Now since the hive data is in s3 I am now getting the following error.
I have included needed s3 properties in core-site.xml and also while adding source to dremio. Where else should this be set?
Caused by: java.lang.IllegalArgumentException: AWS Access Key ID and Secret Access Key must be specified by setting the fs.s3.awsAccessKeyId and fs.s3.awsSecretAccessKey properties (respectively).
at org.apache.hadoop.fs.s3.S3Credentials.initialize(S3Credentials.java:74) ~[hadoop-aws-2.8.0.jar:na]
at org.apache.hadoop.fs.s3.Jets3tFileSystemStore.initialize(Jets3tFileSystemStore.java:94) ~[hadoop-aws-2.8.0.jar:na]
at sun.reflect.NativeMethodAccessorImpl.invoke0(Native Method) ~[na:1.8.0_162]
at sun.reflect.NativeMethodAccessorImpl.invoke(NativeMethodAccessorImpl.java:62) ~[na:1.8.0_162]
at sun.reflect.DelegatingMethodAccessorImpl.invoke(DelegatingMethodAccessorImpl.java:43) ~[na:1.8.0_162]
at java.lang.reflect.Method.invoke(Method.java:498) ~[na:1.8.0_162]
at org.apache.hadoop.io.retry.RetryInvocationHandler.invokeMethod(RetryInvocationHandler.java:398) ~[hadoop-common-2.8.0.jar:na]

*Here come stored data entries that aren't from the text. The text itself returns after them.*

PR #373, opened 2021-12-20
hasura add permissions, relationships, superadmin role 

zashton:
1. added superadmin role for profiles with admin_view to query all data.
2. added missing relationships for nominees/vouches
3. update column read permissions for 7 current tracked tables
3. added update permission for profile to allow only own self to update data

should i continue the same for the rest of the untracked tables ?


api/hasura/auth.ts
```diff
@@ -19,9 +19,15 @@ export default async function handler(req, res) {
       },
     });
     assert(tokenRow, 'The token provided was not recognized');
+    const profile = await prisma.profile.findFirst({
```
levity, line 22: Try using a [relation filter](https://www.prisma.io/docs/reference/api-reference/prisma-client-reference#relation-filters) to combine this and the above into a single query

META-DREAMER:
Looks good to me! Yea feel free to do this with the rest of the tables we want the front end / API users to consume.

As we start migrating the front end to make mutations / write to Hasura, we will also want to start defining the insert / update / delete permissions for each table (e.g. allow any user in a circle to insert vouches, only allow admin to update certain fields, etc). These should give the minimal necessary permissions, and in the process of doing these you should map it to any existing business logic we have in Laravel and start marking things as deprecated  so we can know once we have feature parity and can deprecate all of laravel

We could start allowing API read access to users own circles if we made a UI to generate an API token by signing a message with their wallet. Basically same flow as our front end but show them the token to use in their own code talking to our GraphQL endpoint.

META-DREAMER (dismissed):
Looks good to me! Yea feel free to do this with the rest of the tables we want the front end / API users to consume.

As we start migrating the front end to make mutations / write to Hasura, we will also want to start defining the insert / update / delete permissions for each table (e.g. allow any user in a circle to insert vouches, only allow admin to update certain fields, etc). These should give the minimal necessary permissions, and in the process of doing these you should map it to any existing business logic we have in Laravel and start marking things as deprecated so we can know once we have feature parity and can deprecate all of laravel

We could start allowing API read access to users own circles if we made a UI to generate an API token by signing a message with their wallet. Basically same flow as our front end but show them the token to use in their own code talking to our GraphQL endpoint.

levity:
> should i continue the same for the rest of the untracked tables ?

sounds good to me!

levity (approved):

PR #376, opened 2021-12-20
[WIP] ft/stitches UI components

f1lander:
### Storybook is not available for now here.
image


src/stitches.config.ts
```diff
@@ -0,0 +1,301 @@
...
+      third: '#EAEAEB',
+      gray: '#EFF3F4',
+
+      lightBorder: '#DEDEDE',
+      lightGray: '#C3CDCF',
+      mediumGray: '#A7B0B4',
+      lightText: '#859296',
+      border: '#939EA1',
+      placeholder: '#99A2A5',
+      placeholderDark: '#7C898D',
```
exrhizo, line 46: This is the sort of thing that we can simplify, maybe it is something like grey400@40%

However we do this, I think it would be best if we didn't stoop to the level of the poor way it's been done in the past.

Ideally there is something like the design tokens so that we can easily do themes in the future.

src/stitches.config.ts
```diff
@@ -0,0 +1,301 @@
...
+      pacificBlue: '#00ABBF',
+      selected: '#31A5AC',
+      lightBlue: '#84C7CA',
+      darkBlue: '#5D9C9F',
+    },
+    space: {
+      px: '1px',
+      '2xs': '0.125rem', // 2px
+      xs: '0.25rem', // 4px
+      '1sm': '0.375rem', // 6px
```
exrhizo, line 62: idk, this is confusing `1sm` vs `sm1`,

Maybe we need to have a style conversation to review this... with a few people talking together

src/stitches.config.ts
```diff
@@ -0,0 +1,301 @@
...
+      '5xl': '5rem', // 80px
+
+      // non standard
+    },
+    sizes: {
+      max: 'max-content',
+      min: 'min-content',
+      full: '100%',
+      px: '1px',
+      '2xs': '0.125rem', // 2px
```
exrhizo, line 82: these should be the same, like `scale = { px: '1px' }` and then `sizes: { ...scale }` and `space: { ...scale }`

src/stitches.config.ts
```diff
@@ -0,0 +1,301 @@
...
+      widest: '0.1em',
+    },
+    borderWidths: {},
+    borderStyles: {},
+    shadows: {},
+    zIndices: {},
+    transitions: {},
+  },
+  media: {
+    xs: MediaQueryKeys.xs,
```
exrhizo, line 162: `... MediaQueryKeys`

src/stitches.config.ts
```diff
@@ -0,0 +1,301 @@
...
+    sm: MediaQueryKeys.sm,
+    md: MediaQueryKeys.md,
+    lg: MediaQueryKeys.lg,
+    motion: '(prefers-reduced-motion)',
+    hover: '(any-hover: hover)',
+    dark: '(prefers-color-scheme: dark)',
+    light: '(prefers-color-scheme: light)',
+  },
+  utils: {
```
exrhizo, line 171: let's seperate things that we expect to be shared between theme variations and things that would be changed, if for instance we allowed users to set primary color ect

src/ui/Box/Box.tsx
```diff
@@ -0,0 +1,8 @@
+import { styled } from '../../stitches.config';
+
+export const Box = styled('div', {
```
exrhizo, line 3: I'm not a fan of having this here, ideally I think we'd have a style reset included as css for the whole app

src/ui/Button/Button.tsx
```diff
@@ -0,0 +1,78 @@
...
+  justifyContent: 'center',
+  height: '$xl2',
+  fontSize: '$md',
+  fontWeight: '$normal',
+  borderRadius: '$xs',
+
+  color: 'White',
+  variants: {
+    color: {
+      red: {
```
exrhizo, line 33: primary rather than red,like in the demo:
image

src/stitches.config.ts
exrhizo: I found a screenshot, I shared for this point below

exrhizo (commented):
I'd like us to have a conversation about all of this with @levity  and maybe @AlexDistill 

I have a lot of opinions, but really we need the group to cohere, not just one person's opinion or another's.

I wonder about organizing our code like metadreamer has here:
https://github.com/meta-cred/core/tree/main/packages/ui/src

src/stitches.config.ts
levity: agreed

src/pages/AllocationPage/AllocationPage.tsx
```diff
@@ -282,10 +282,7 @@ export const AllocationPage = () => {
             />
             <div className={classes.buttonContainer}>
               {epochDirty ? (
-                <Button
-                  className={classes.saveButton}
```
levity, line 286: remember to remove the `saveButton` styles that are now no longer used

src/stitches.config.ts
f1lander: It was in that way, some space are shared in boths

src/ui/Box/Box.tsx
f1lander: This is how stitches recommended to do, but If want we can move it into a global css

src/stitches.config.ts
f1lander: @exrhizo what do you mean by this? which part are you pointing here?

src/stitches.config.ts
f1lander: Sure, I guess first we need to get the rights colors system, for now just leave as we have defined on material-colors

exrhizo (commented):
Let's schedule a meeting to approve this and merge it, I want to talk about it

f1lander:
Sounds perfect!

src/components/MainLayout/MainHeader.tsx
```diff
@@ -314,20 +232,90 @@ export const HeaderNav = () => {
...
+            position: 'relative',
+            '&::after': {
+              content: `" "`,
+              position: 'absolute',
+              left: '50%',
+              right: '50%',
+              backgroundColor: '$mediumRed',
+              transition: 'all 0.3s',
+              bottom: 0,
+              height: '$2xs',
```
levity, line 267: you can remove this token from the theme and just hardcode this value since it's not a layout property
```suggestion
              height: '2px',
```

src/stitches.config.ts
```diff
@@ -0,0 +1,307 @@
...
+    },
+  },
+  defaultVariants: {
+    size: 'lg',
+  },
+};
+
+const spaces = {
+  px: '1px',
+  '2xs': '2px',
```
levity, line 42:
```suggestion
```

src/hooks/useMediaQuery.ts
```diff
@@ -0,0 +1,23 @@
...
+      setMatches(media.matches);
+    }
+    const listener = () => {
+      setMatches(media.matches);
+    };
+    media.addListener(listener);
+    return () => media.removeListener(listener);
+  }, [matches, query]);
+
+  return matches;
```
exrhizo, line 22: This could have `useMemo`

src/ui/IconButton/IconButton.tsx
```diff
@@ -0,0 +1,98 @@
+import { styled } from '../../stitches.config';
+
+export const IconButton = styled('button', {
+  // Reset
```
exrhizo, line 4: In the future lets have a global reset.

exrhizo (approved):
LGTM

levity (approved):

PR #379, opened 2021-12-22
Fix up deposit ability

Too-Far:
Still need to set up a WETH mint function in hardhat in order to test WETH Vaults

I also changed the ETH vaults to WETH


levity:
as noted in the meeting today, we'll want to allow the user to have more control over the amount of allowance they set. but we're not going to do that just yet, since the priority is getting a working "rough draft" of the whole end-to-end flow first, so we can get it in front of more people for internal testing & UX feedback. so i'm just making a note of it here for the future, it doesn't need to block this merge.

src/hooks/useGetAnyTokenValue.ts
```diff
@@ -0,0 +1,36 @@
...
+      const signer = await web3Context.library.getSigner();
+      const token = new ERC20Service(
+        await web3Context.library,
+        await signer.getAddress(),
+        tokenAddress
+      );
+      setBalance(await token.getBalanceOf(account ? account : ''));
+    }
+  };
+  return { getTokenBalance, bal };
```
levity, line 35: rename `bal` to `balance` here for clarity please

src/pages/VaultsPage/DepositModal.tsx
```diff
@@ -35,10 +36,26 @@ export default function DepositModal({
 }) {
   const classes = useStyles();
   const history = useHistory();
+  const [balance, setBalance] = useState<any>();
```
levity, line 39:
```suggestion
  const [max, setMax] = useState<any>();
```
this indicates what the value is used for here better, IMO

levity (changes requested):
looks good, just suggested a few name changes. the logic around decimal places depending on token type is something we'll probably want to extract into a helper at some point, but it doesn't need to block this merge.

levity:
Note there's also some CI error around the number of arguments. (I haven't run this code locally)

src/pages/VaultsPage/AllocateModal.tsx
```diff
@@ -100,8 +99,8 @@ export default function AllocateModal({ open, onClose }: AllocateModalProps) {
       {({ fields, handleSubmit, changedOutput }) => (
         <FormModal
           onClose={onClose}
-          open={open}
           onSubmit={handleSubmit}
+          open={false}
```
levity, line 103: does this prevent the modal from opening?

src/pages/VaultsPage/CreateVaultModal.tsx
```diff
@@ -9,9 +9,9 @@ import CreateVaultForm from 'forms/CreateVaultForm';
 
 export const CreateVaultModal = ({
   onClose,
-  open,
-}: {
-  open?: boolean;
+}: // open,
+{
+  // open?: boolean;
```
levity, line 14: should be safe to remove all this instead of commenting it out?

levity:
hey @Too-Far, this is looking pretty good; check out my changes above. there's one main thing that would be good to get working before we merge this:

- [ ] check for an existing allowance, and skip the allowance tx if it's large enough

other things I noticed that don't have to block the merge:

- [ ] update the vault balance amount automatically after depositing
- [ ] make the "0" placeholder value go away when you start typing
- [ ] ETH/WETH: we're checking ETH balance, but the tx is depositing WETH -- either just show the WETH balance, or add ETH->WETH conversion

levity:
@Too-Far on second thought, i think i'll just merge this now (once checks pass), & you can put new work in a separate branch & PR

levity (approved):

levity:
Issues above are now being tracked here: https://github.com/coordinape/coordinape/issues/457

PR #380, opened 2021-12-22
WIP: fetch epochs from gqty

levity:
this isn't working for some reason--even though the server response does contain epoch data, they don't appear in the component


src/pages/VaultsPage/HasVaults.tsx
```diff
@@ -241,6 +245,32 @@ export default function HasVaults({ epochs, vault }: HasVaultsProps) {
...
+                {c.name}
+                <ul>
+                  {c
+                    .epochs({
+                      // limit: 2,
+                      // where: { ended: { _eq: false } },
+                      order_by: [{ start_date: order_by.asc }],
+                    })
+                    .map(e => {
+                      <li key={e.id}>
```
META-DREAMER, line 264: since on first pass this will be null, you can do this:
```suggestion
                      <li key={e.id || 0}>
```

levity:
we've turned on suspense mode, so i don't think it would ever be null?
would you not recommend using that?

Issue #290, opened 2021-11-13
Skill tags not being saved when updating profile info


AlexDistill:
I went to update my skills tags because I had random ones on my account. Went to edit profile and the tags selected in edit view did not match tags shown on my profile. I removed just one tag from the edit view so the SAVE button would be usable, then I hit save. The metamask signature transaction showed the incorrect data in my signature (it didn't show the tags selected in my edit screen, it showed the same tags that were displaying on the profile

jsur:
`<ProfileSkills />` is set to show max 3 skill tags currently, but all the tags selected are available in state:

<img width="1022" alt="Screenshot 2021-12-12 at 9 25 01" src="https://user-images.githubusercontent.com/1258424/145704159-a4117e5e-127e-40cf-9df5-f1ffede661db.png">

I also didn't get any Metamask actions when saving profile data, so I'm not sure if there's anything to fix here?

Zemm111:
@levity or @exrhizo is this one still open?

levity:
> `<ProfileSkills />` is set to show max 3 skill tags currently, but all the tags selected are available in state

we should probably change this to show all tags on the profile

jsur:
@levity I'll change that, it's only a prop change.

jsur:
Maybe something like this, skill tags are centered with some padding on the sides?

<img width="1275" alt="Screenshot 2021-12-26 at 13 16 46" src="https://user-images.githubusercontent.com/1258424/147406335-92a22611-5442-46dd-ad90-fe62a86b65f4.png">

jsur:
Mobile:

<img width="452" alt="Screenshot 2021-12-26 at 13 17 50" src="https://user-images.githubusercontent.com/1258424/147406349-e8f6b372-d6ce-4295-9a3a-aaff4b79e8c1.png">

jsur:
https://github.com/coordinape/coordinape/pull/382

PR #382, opened 2021-12-26
show all skill tags in ProfilePage

jsur:
- Change skill tag max count to 50 in ProfilePage, adjust styles


jsur:
As discussed in https://github.com/coordinape/coordinape/issues/290

exrhizo:
Sweet!

exrhizo (approved):

Issue #982, opened 2022-05-31
1.5.6- Fixed Payments Sections


reeserj:
Dependent on https://github.com/coordinape/coordinape/issues/962 and https://github.com/coordinape/coordinape/milestone/7 

Any data fetching to be rebuilt using Zeus

[Figma](https://www.figma.com/file/L4oZwYVUdpgacZtwipGaYe/App-1.5?node-id=5303%3A21149)

Token Address should return the token name after entered
Members count of members on fixed payments
Fixed payments total = Sum of fixed payments per epoch
Available in vault should read 0 when no vault available.

EsteFilipe:
@reeserj interested in working on this. does #962 have to be finished first for this is workable on?

reeserj:
I think you could work on it, but would need to check in with @sshmm to ensure you're aligned. I'll assign it to you

crabsinger:
@FilipeAleixo #962 is merged. Do you still want to take this ticket and can begin working on it now? Or shall we assign to another person?

sshmm:
@FilipeAleixo  please sync with #1056 until it's reviewed and merged if you are going to work on it

FilipeAleixo:
@crabsinger I'm currently short on bandwith, so it's better assigning to someone else

crabsinger:
@spydermonkee is this a blocker for Vaults launching?

sshmm:
can I work on this?

reeserj:
You got it @sshmm

sshmm:
closed by #1287

PR #1287, opened 2022-08-18
Feature/Circle admin page fixed payment section

sshmm:
## Motivation and Context

implements #982 https://www.figma.com/file/L4oZwYVUdpgacZtwipGaYe/App-1.5?node-id=5303%3A21149

## Description

1- Add Members, Fixed payments total and available in vault fields to Fixed Payment section
2- Added a new query to fix the number of fixed payment receivers and used that to calculate the total and the number of members
3- Reused some functions from DistributionForm to calculate the total in vaults

## Test and Deployment Plan

1- Reach Circle settings page and add a token name to the field Token name for CSV export
2- Add fixed Payment to multiple users in the circle
expected:
The total of fixed payments and the number of members should be shown in Circle Settings fixed payment section
actual:
image

3- Add vaults the circle and test with the token symbol of these vaults
image
image

### DIFF
--- a/src/pages/CircleAdminPage/CircleAdminPage.tsx
+++ b/src/pages/CircleAdminPage/CircleAdminPage.tsx
@@ -371,6 +371,20 @@ export const CircleAdminPage = () => {
     }
   };
 
+  const fixedPaymentToken = (vaultId: string | undefined) => {
+    const tokenType = circle?.fixed_payment_token_type;
+    return vaultId
+      ? removeYearnPrefix(
+          vaultOptions.find(o => o.value == getValues('fixed_payment_vault_id'))
+            ?.label ?? ''
+        )
+      : tokenType
+      ? tokenType.startsWith('Yearn')
+        ? removeYearnPrefix(tokenType)
+        : tokenType
+      : '';
+  };
+
   if (
     isLoading ||
     isIdle ||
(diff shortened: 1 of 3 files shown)


src/pages/CircleAdminPage/CircleAdminPage.tsx
```diff
@@ -323,13 +346,48 @@ export const CircleAdminPage = () => {
...
+  }: {
+    vaultId?: number | undefined;
+    symbol?: string | undefined;
+  }) => {
+    return vaultsQuery?.data?.find(v =>
+      vaultId ? v.id === vaultId : v.symbol === symbol
+    );
+  };
+
+  const updateBalanceState = async (symbol: string): Promise<void> => {
```
zashton, line 369: i've updated this in DistributionForm to take in the `vault_id` instead of `symbol` so it can handle multiple vaults of the same token & if there are tokens of the same symbol

src/pages/CircleAdminPage/CircleAdminPage.tsx
```diff
@@ -323,13 +346,48 @@ export const CircleAdminPage = () => {
     }
   };
 
+  const getDecimals = ({ symbol }: { symbol: string | undefined }) => {
```
zashton, line 349: this has been updated in DistributionForm to take in `vault_id` instead

zashton (changes requested):

src/pages/CircleAdminPage/CircleAdminPage.tsx
sshmm: done

src/pages/CircleAdminPage/CircleAdminPage.tsx
sshmm: done

zashton (approved):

at org.apache.hadoop.io.retry.RetryInvocationHandler$Call.invokeMethod(RetryInvocationHandler.java:163) ~[hadoop-common-2.8.0.jar:na]
at org.apache.hadoop.io.retry.RetryInvocationHandler$Call.invoke(RetryInvocationHandler.java:155) ~[hadoop-common-2.8.0.jar:na]
at org.apache.hadoop.io.retry.RetryInvocationHandler$Call.invokeOnce(RetryInvocationHandler.java:95) ~[hadoop-common-2.8.0.jar:na]
at org.apache.hadoop.io.retry.RetryInvocationHandler.invoke(RetryInvocationHandler.java:335) ~[hadoop-common-2.8.0.jar:na]
at com.sun.proxy.$Proxy126.initialize(Unknown Source) ~[na:na]
at org.apache.hadoop.fs.s3.S3FileSystem.initialize(S3FileSystem.java:111) ~[hadoop-aws-2.8.0.jar:na]
at org.apache.hadoop.fs.FileSystem.createFileSystem(FileSystem.java:2811) ~[hadoop-common-2.8.0.jar:na]
at org.apache.hadoop.fs.FileSystem.access$200(FileSystem.java:100) ~[hadoop-common-2.8.0.jar:na]
at org.apache.hadoop.fs.FileSystem$Cache.getInternal(FileSystem.java:2848) ~[hadoop-common-2.8.0.jar:na]
at org.apache.hadoop.fs.FileSystem$Cache.get(FileSystem.java:2830) ~[hadoop-common-2.8.0.jar:na]
at org.apache.hadoop.fs.FileSystem.get(FileSystem.java:389) ~[hadoop-common-2.8.0.jar:na]
at org.apache.hadoop.fs.Path.getFileSystem(Path.java:356) ~[hadoop-common-2.8.0.jar:na]
at com.dremio.exec.store.dfs.FileSystemWrapper.get(FileSystemWrapper.java:129) ~[dremio-sabot-kernel-2.0.5-201806021755080191-767cfb5.jar:2.0.5-201806021755080191-767cfb5]
at com.dremio.exec.store.hive.DatasetBuilder.addInputPath(DatasetBuilder.java:626) ~[dremio-hive-plugin-2.0.5-201806021755080191-767cfb5.jar:2.0.5-201806021755080191-767cfb5]
Assuming you are trying to access S3 backed Hive Tables on Amazon EMR, did you add the extra setting per our docs here? If yes and it still doesn’t work, you can also try to add fs.s3.awsAccessKeyId & fs.s3.awsSecretAccessKey in the connection str opts as well.